PR #4854, opened 2019-10-07
Add new #printOneLineString and related methods

### LINKED ISSUE #4849: Introduce Object>>printOneLineString
The idea is that we should be able to have printOn: but that replaces cr and lf by space
and probably limited to a certain amount of character. 

printOneLineString
    should invoke printOnOneLine: 
    on a special Stream class (that interprets cr and lf as space).

By default printOnOneLine: should delegate to printOn: so that we get for free all 
the printOn:

leonardoce:
It's nice to have a #printOneLineString that is just like #printString
but avoids printing CRs and LFs. This patch implements such idea adding
a method named #printOnOneLine:, working on a Stream, and a
FilteringStream.

The FilteringStream is used to replace CRs and LFs with a space, but can
be used to filter elements going into a Stream via a generic block.

Fixes: #4849

### DIFF
--- a/src/Collections-Streams/FilteringStream.class.st
+++ b/src/Collections-Streams/FilteringStream.class.st
@@ -1,0 +1,44 @@
+"
+I am a basic filtering stream that will wrap every object put in the stream in a block, before sending it to my decoree.
+
+"
+Class {
+	#name : #FilteringStream,
+	#superclass : #DecoratorStream,
+	#instVars : [
+		'filter'
+	],
+	#category : #'Collections-Streams-Base'
+}
+
+{ #category : #'instance creation' }
+FilteringStream class >> on: aStream [
+	self error: 'FilteringStreams are created with #on:with:'
+]
+
+{ #category : #'instance creation' }
+FilteringStream class >> on: aStream with: aBlock [
+	^ self basicNew
+		on: aStream;
+		filter: aBlock;
+		yourself.
+]
+
+{ #category : #accessing }
+FilteringStream >> filter [
+	^ filter
+]
+
+{ #category : #accessing }
+FilteringStream >> filter: anObject [
+	filter := anObject
+]
+
+{ #category : #accessing }
+FilteringStream >> nextPut: anObject [ 
+	"Insert the argument, anObject, as the next object accessible by the 
+	receiver. Answer anObject."
+	
+	super nextPut: (filter value: anObject).
+	^anObject 
+]
--- a/src/Collections-Streams/FilteringStreamTest.class.st
+++ b/src/Collections-Streams/FilteringStreamTest.class.st
@@ -1,0 +1,26 @@
+"
+This is the unit test for the class FilteringStream
+"
+Class {
+	#name : #FilteringStreamTest,
+	#superclass : #TestCase,
+	#category : #'Collections-Streams-Tests'
+}
+
+{ #category : #tests }
+FilteringStreamTest >> testWithCharacters [
+	|f|
+	f := FilteringStream on: (String new writeStream) with: [:x | x].
+	f nextPut: $a.
+	self assert: f contents size equals: 1. 
+	self assert: (f contents at:1) equals: $a.
+]
+
+{ #category : #tests }
+FilteringStreamTest >> testWithNumbers [
+	|f|
+	f := FilteringStream on: (WriteStream with: LinkedList new) with: [:x | x + 10].
+	f nextPut: 23.
+	self assert: f contents size equals: 1. 
+	self assert: (f contents at:1) equals: 33.
+]
--- a/src/Kernel-Tests/ObjectTest.class.st
+++ b/src/Kernel-Tests/ObjectTest.class.st
@@ -103,6 +103,31 @@ ObjectTest >> testPrintLimitedString [
 ]
 
 { #category : #'tests-printing' }
+ObjectTest >> testPrintOnOneLine [
+	|ws|
+	ws := String new writeStream.
+	'this is a test' printOnOneLine: ws.
+	self assert: ws contents equals: '''this is a test'''.
+
+]
+
+{ #category : #'tests-printing' }
+ObjectTest >> testPrintOnOneLineString [
+	self 
+		assert: ('this is a test' printOnOneLineString) 
+		equals: '''this is a test'''.
+	
+	self 
+		assert: ('this is a', Character cr asString, 'test') printOnOneLineString 
+		equals: '''this is a test'''.
+	
+	self 
+		assert: ('this is a', Character lf asString, 'test') printOnOneLineString 
+		equals: '''this is a test'''.
+
+]
+
+{ #category : #'tests-printing' }
 ObjectTest >> testPrintString [
 
 	self assert: Object new printString equals: 'an Object'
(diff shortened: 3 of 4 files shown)


Ducasse:
Nice :) You were fast. And with tests. Excellent. I could not do it better :)
BTW I think that your tests do not cover the case for lf (or I did not see it) because Pharo internally is using cr (unfortunately).

Ducasse:
Rereading the code I have some suggestion: 

- first 
=========================================================
Object >> printOnOneLine: aStream [
 	"Append to the argument, aStream, a sequence of characters that  
 	identifies the receiver, while replacing cr and lf with one space"

 	|filter spaces|
 	spaces := Set with: Character cr with: Character lf.
 	filter := FilteringStream on: aStream with: [ :c | 
 		(spaces includes: c) ifTrue:Character space ifFalse:c ].
 	self printOn: filter.
 ]

I would write this way because ifTrue:ifFalse: requires blocks. 

Object >> printOnOneLine: aStream [
 	"Append to the argument, aStream, a sequence of characters that  
 	identifies the receiver, while replacing cr and lf with one space"

 	| filter spaces |
 	spaces := { Character cr . Character lf}. 
 	filter := FilteringStream on: aStream with: [ :c | 
 		(spaces includes: c) ifTrue: [ Character space ] ifFalse: [c] ].
 	self printOn: filter.
 ]

2 
====================================
With your implementation subclasses are forced to do a super printOnOneLine:

I would better do it like

printOnOneLineString [
 	"Answer a String whose characters are a description of the receiver, 
 	avoiding printing cr and lf"

 	| filter spaces |
 	spaces := { Character cr . Character lf}. 
 	filter := FilteringStream on: aStream with: [ :c | 
 		(spaces includes: c) ifTrue: [ Character space ] ifFalse: [c] ].
 	self printOnOneLine: filter.
        ^ filter contents


Object >> printOnOneLine: aStream [
 	"Append to the argument, aStream, a sequence of characters that  
 	identifies the receiver, while replacing cr and lf with one space"

       self printOn: aStream

This way the extended can only subclass printOn: and if needed printOnOneLine:
but he is not forced to do a super call.

What do you think?

leonardoce:
You too were really fast and helpful with your review! Thank you for that.

> [...]
> BTW I think that your tests do not cover the case for lf (or I did not see it) because Pharo internally is using cr (unfortunately).

Oh, I didn't realize that. I'll cover also lf in the tests and modify my commit accordingly.

> Rereading the code I have some suggestion:
>     * first
> [...] I would write this way because ifTrue:ifFalse: requires blocks. [...]

Totally agree with that, I'll modify my patch.

> # 2
> 
> [...] 
> Object >> printOnOneLine: aStream [
> "Append to the argument, aStream, a sequence of characters that
> identifies the receiver, while replacing cr and lf with one space"
> 
> ```
>    self printOn: aStream
> ```
> 
> This way the extended can only subclass printOn: and if needed printOnOneLine:
> but he is not forced to do a super call.

I'm surely wrong, but at first glance with your proposal `#printOnOneLine:` and `#printOn:` have exactly the same behavior, and that means that `#printOnOneLine:` wouldn't replace cr and lf with spaces.

What I misunderstood? :) Thanks!

Ducasse:
My idea is that printOnOneLineString is the template method and printOnOneLineOn: is a hook (whose default is just printOn: with the eating new line stream). 

printOnOneLineOn: will not have the same behavior since it is using a different stream than printOn:. But what is beautiful with this design is that we can still fully reuse the logic of the printOn: for free (we just changed the behavior of the stream but reuse the logic of printing). 

This is super nice.

Ducasse:
Is it better?
Julien proposed the idea and I love it, so nice.

leonardoce:
Now I understand! That's a good idea.
I'll modify my patch including your considerations.

Ducasse:
This looks good to me.

Ducasse:
I will give a chance to others to have a look.

leonardoce:
Thank you @Ducasse!

Ducasse:
BTW I love your comments!
Everybody should learn from them!. 
I entered other issues related to printString and printOn: thinking that you could be interested.

leonardoce:
@Ducasse, you are too kind to me. I'm reading the issues you created.

MarcusDenker:
The build fails after this was integrated.

MarcusDenker:
I think we need to revert this for now

MarcusDenker:
I create a revert PR. I do not yet understand it... after this PR was merged, the main build failed, with something related to printing. But it looks strange.


'Errors in script loaded from /builds/workspace/est_and_branch_Pipeline_Pharo8.0/32/bootstrap/scripts/bootstrap.st'
[32] MessageNotUnderstood: receiver of "definition" is nil
[32] UndefinedObject(Object)>>doesNotUnderstand: #definition
[32] PBSpurClassLoader(PBClassLoader)>>executeDefinitionFor:
[32] PBSpurClassLoader(PBClassLoader)>>createBehaviorFromDefinition:
[32] PBImageBuilderSpur5032bit(PBImageBuilder50)>>createBehaviorFromDefinition:
[32] [ ^ super createBehaviorFromDefinition: aRFiDefinition ] in PBImageBuilderSpur5032bit(PBImageBuilderSpur50)>>createBehaviorFromDefinition: in Block: [ ^ super createBehaviorFromDefinition: aRFiDefini...etc...
[32] BlockClosure>>on:do:
[32] PBImageBuilderSpur5032bit(PBImageBuilderSpur50)>>createBehaviorFromDefinition:
[32] EPASTInterpreter>>loadClass:
[32] EPASTClassLoaderVisitor>>visitVariableNode:
[32] RBVariableNode>>acceptVisitor:
[32] EPASTInterpreter>>visitClassDefinition:
[32] EPASTClassDefinition>>acceptVisitor:
[32] EPASTInterpreter(ASTInterpreter)>>interpret:
[32] EPASTInterpreter>>evaluateAST:
[32] EPASTEvaluator>>evaluateAST:
[32] EPASTEvaluator>>evaluateCode:withTemps:
[32] EPASTEvaluator>>evaluateCode:
[32] PBSpurClassLoader(PBClassLoader)>>executeDefinitionFor:
[32] PBSpurClassLoader(PBClassLoader)>>createBehaviorFromDefinition:

MarcusDenker:
[32] *** Warning: Deprecation: The method Object>>#name called from PBClassLoader>>#createBehaviorFromDefinition: has been deprecated.
[32] Implement your own domain representation of an object, or use #asString or #printString instead.

MarcusDenker:
I think the reason is that the Test case is part of the Streams package, so the boo trap loads it but the superclass (TestCase) is not there.

The bootstrap works again after reverting.

Ducasse:
What I do not understand is why the builds worked in the first place. I will have a look

Ducasse:
I'm confused. Now the status says merged but I would like to get this issue still open. 
Because it is not integrated.

Ducasse:
@tesonep I would really like to sit with you to 
- understand why the validation did not bark before
- understand how I can reopen this issue :)
- fix it :)

Ducasse:
I will package this behavior in a little package that can loaded separatedly from the bootstrap.

Issue #4843, opened 2019-10-07
Semantic Analysis: add a temp variable for the Temp Vector Copied Var


MarcusDenker:
Copied temps are copies of "normal" temp variable that are used to copy a value from the definition context to the use (if the use is just a read).

As such there is a "originalVar" 

The temp vector is made accessible in sub contexts as a copied var, but the "originalVar"  is
nil

--> we should have a temp for the temp vector. This will make lots of things easier (e.g. finding the definition scope for any temp vector copied var will be just "originalVar scope").

PR #4857, opened 2019-10-07
Simplify TempVector Offset from IR

MarcusDenker:
simplify getting the index from the temp vector from the IR
  - make sure that we ask the right scope
  - simplify the code on the IR Level

### DIFF
--- a/src/OpalCompiler-Core/IRMethod.class.st
+++ b/src/OpalCompiler-Core/IRMethod.class.st
@@ -399,6 +399,5 @@ IRMethod >> tempMap [
 
 { #category : #enumerating }
 IRMethod >> tempVectorNamed: aName [
-	
-	^self firstInstructionMatching: [:ir | ir isTempVector and:  [ir name = aName ] ]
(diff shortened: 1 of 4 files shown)


MarcusDenker:
The idea behind this change: #indexInTempVectorFromIR: was always asking the method scope. This means that # tempVectorNamed: there was implemented to search *the whole* IR tree for the temp vector.

Now we instead get first the definition scope of the vector (using #tempVectorDefinitionScopeForTempStoringIt) and then ask *that* scope, There we can be 100% sure that a temp vector is defined in the IR sequence.

This in turn then allows us to radically simplify tempVectorNamed: to just call it on the sequence.

Lots of checking code can be removed (e.g. hasTempVector:, #blockHasTempVector: and so on).

The step after this is to simplify tempVectorDefinitionScopeForTempStoringIt, for that we have issue https://github.com/pharo-project/pharo/issues/4843 

(instead of calling #tempVectorDefinitionScopeForTempStoringIt we then can just do "originalVar scope")

PR #4858, opened 2019-10-08
Opal: compiler shoud not copy AST for pluging

MarcusDenker:
the compiler does not need to copy the AST before calling plugins as they can do that if needed. Speeds up compilation by 3-5%


MarcusDenker:
recompile of whole image is 45 seconds before, 42 seconds after

PR #4864, opened 2019-10-08
Add a browse menu item

### LINKED ISSUE #4839: We need to have a Browse menu item
that given any object open the class of the object. 
I'm often doing inspect + self class.

leonardoce:
The new menu item will evaluate the current selection and then open its
class. It can be used in the system browser and also in the Playground.

Fixes: #4839


leonardoce:
I hope to have understood correctly the request by @Ducasse.
In this moment, I haven't bound any shortcut to the new action.

This is the look of the contextual menu of the playground after the patch:

Screenshot from 2019-10-08 22-18-25

And this is what can be seen from the browser:

Screenshot from 2019-10-08 22-18-50

Ducasse:
This is cool. 
Thanks I will review it tomorrow.

estebanlm:
there is already a "browse it", under "code search" submenu (along with "senders" and "implementors".
Why do we need this new one?

Ducasse:
I extended super simply browse to handle 
Point browse
10@10 browse
No need for a new entry and now we can select an expression or self!!!!

PR #4865, opened 2019-10-09
Improve #printString implementations

### LINKED ISSUE #4855: printString reimplementations look suspicious
We should revisit the printString implementations because it looks like some of them are simply printOn: disguised. 

In addition some of them promote bad pattern:

MalGraphEdge >> printString

	^ self from printString, ' -> ', self to printString

Why do we create two substreams instead of sharing the printString via printOn:?
Here printString each time create a stream then .... it is worse , create spurious copies...
Super super ugly. 

In general printOn: in general should not call printString, better use self print: str
So may be we can open another issue for this issue.

leonardoce:
On MalGraphEdge, MalHitsNode and MalWeightedEdge, the #printString
implementation was calling #printString on their ivars, causing the
creation of too many temporary Streams and spurious copies.

This patch reimplement those methods in a more performance-aware way,
while adding some unit tests that were running also before the
implementation to be modified, avoiding changing the former behavior of
the methods.

Fixes: #4855

### DIFF
--- a/src/Moose-Algos-Graph/MalHitsNode.class.st
+++ b/src/Moose-Algos-Graph/MalHitsNode.class.st
@@ -35,13 +35,13 @@ MalHitsNode >> label [
 ]
 
 { #category : #printing }
-MalHitsNode >> printString [
+MalHitsNode >> printOn: aStream [
+	aStream nextPut: $(.
+	self model printOn: aStream.
+	aStream space.
+	self auth printOn: aStream showingDecimalPlaces: 2.
+	aStream space.
+	self hub printOn: aStream showingDecimalPlaces: 2.
+	aStream nextPutAll: ')'.
 
-	^ 	'(',
-		self model printString,
-		' ',
-		(self auth printShowingDecimalPlaces: 2),
-		' ',
-		(self hub printShowingDecimalPlaces: 2),
-		') '
 ]
--- a/src/Moose-Algos-Graph/MalGraphEdge.class.st
+++ b/src/Moose-Algos-Graph/MalGraphEdge.class.st
@@ -60,12 +60,6 @@ MalGraphEdge >> printOn: aStream [
 ]
 
 { #category : #accessing }
-MalGraphEdge >> printString [
-
-	^ self from printString, ' -> ', self to printString
-]
-
-{ #category : #accessing }
 MalGraphEdge >> to [
 	^ to
 ]
--- a/src/Moose-Algos-Graph/MalGraphEdgeTest.class.st
+++ b/src/Moose-Algos-Graph/MalGraphEdgeTest.class.st
@@ -1,0 +1,12 @@
+Class {
+	#name : #MalGraphEdgeTest,
+	#superclass : #TestCase,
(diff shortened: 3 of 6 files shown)


VincentBlondeau:
Good job. But could you implement the printOn: aStream method instead of printString ? (and then the super class printString can be used instead of subclassing it)

leonardoce:
> Good job. But could you implement the printOn: aStream method instead of printString ? (and then the super class printString can be used instead of subclassing it)

Yes, it's a good idea. Let me modify the patch according to your suggestion.

leonardoce:
@VincentBlondeau I modified my patch considering your advices. Thanks for them!

src/Moose-Algos-Graph/MalHitsNode.class.st
```diff
@@ -35,13 +35,13 @@ MalHitsNode >> label [
...
-		self model printString,
-		' ',
-		(self auth printShowingDecimalPlaces: 2),
-		' ',
-		(self hub printShowingDecimalPlaces: 2),
-		') '
+MalHitsNode >> printOn: aStream [
+	aStream nextPut: $(.
+	self model printOn: aStream.
+	aStream nextPut: Character space.
```
VincentBlondeau: aStream space.

src/Moose-Algos-Graph/MalHitsNode.class.st
```diff
@@ -35,13 +35,13 @@ MalHitsNode >> label [
...
+	self auth printOn: aStream showingDecimalPlaces: 2.
+	aStream nextPut: Character space.
```
VincentBlondeau: Same here

src/Moose-Algos-Graph/MalHitsNode.class.st
```diff
@@ -35,13 +35,13 @@ MalHitsNode >> label [
...
+	self hub printOn: aStream showingDecimalPlaces: 2.
+	aStream nextPutAll: ') '.
```
VincentBlondeau: No space at the end of the printing

VincentBlondeau (changes requested):
Thanks for the changes! Still some to do and it is ok for me !

src/Moose-Algos-Graph/MalHitsNode.class.st
leonardoce: This is going to change the former behavior.
I'm removing the space at the end (from tests too) because I also think it's better to avoid it.
Let me know if this is ok with you.

leonardoce:
@VincentBlondeau I've set you as co-author of my commit. If that's not ok with you, please feel free to remove the line from the commit message. Thanks!

src/Moose-Algos-Graph/MalHitsNode.class.st
VincentBlondeau: The printOn: should be used only for development purposes, so it is ok to change. Clients should have to add a space to fix the issue. But they can also put a CR if they want

VincentBlondeau (approved):

PR #4867, opened 2019-10-09
[DO NOT MERGE] Adding an additional instance variable to hold an additional methodDict

tesonep:
This is an experiment we are doing with Theo.


estebanlm:
ok, reopen when need it again :)

PR #4877, opened 2019-10-10
Integrate-ObservableSlot-as-part-of-VariablesLibrary

jecisc:
Introduce ObservableSlot as part of VariableLibrary. 

This slot is a copy of the spec SpObservableSlot and will replace this one.

This slot comes with tests and I improved the documentation that was started in Spec.


jecisc:
Tests passed \0/

PR #4882, opened 2019-10-10
4881-RBImplementedNotSentRule-is-disabled

### LINKED ISSUE #4881: RBImplementedNotSentRule is disabled
RBImplementedNotSentRule was disabled. It is quite useful, if it is too slow we should speed it up more.

MarcusDenker:
- enable RBImplementedNotSentRule
- document #excludedRuleNames
- remove unsent message
- improve rule a little

fixes #4881

### DIFF
--- a/src/GeneralRules/RBImplementedNotSentRule.class.st
+++ b/src/GeneralRules/RBImplementedNotSentRule.class.st
@@ -35,17 +35,6 @@ RBImplementedNotSentRule class >> allMessages [
 	^ allMessages
 ]
 
-{ #category : #accessing }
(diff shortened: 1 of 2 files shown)


Ducasse (commented):
Smalltalk globals -> self class environment?

MarcusDenker:
for now it would work with "self class environment".  But that is the environment the tool is in, while what we conceptional want is "please analyse this environment", something that we do not model right now.

For me then using "Smalltalk globals" does not feel that bad  because it makes clear: "analyse the global environment, if you want something else there is still work todo", while "self class environment" uses explicitly the environment the tool is installed in as if this is what we want. And it is not.

PR #4885, opened 2019-10-10
4883-FileSystemResolver-should-let-the-user-add-its-own-origins

jecisc:
Use pragma to collect the supported origins of the file system resolvers. 

This allows one to add its own origins to the resolvers.


jecisc:
Tests passed.

MarcusDenker (approved):

PR #6475, opened 2020-06-03
Deprecated Slot

MarcusDenker:
This is the Depecated Slot from https://github.com/jecisc/Bazard/tree/master/src/DeprecatedSlot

┄┄┄┄┄┄

THE TASK: Using the material above, gather every line that includes "whole".

RESPONSE TO THIS EXERCISE:
The idea behind this change: #indexInTempVectorFromIR: was always asking the method scope. This means that # tempVectorNamed: there was implemented to search *the whole* IR tree for the temp vector.
recompile of whole image is 45 seconds before, 42 seconds after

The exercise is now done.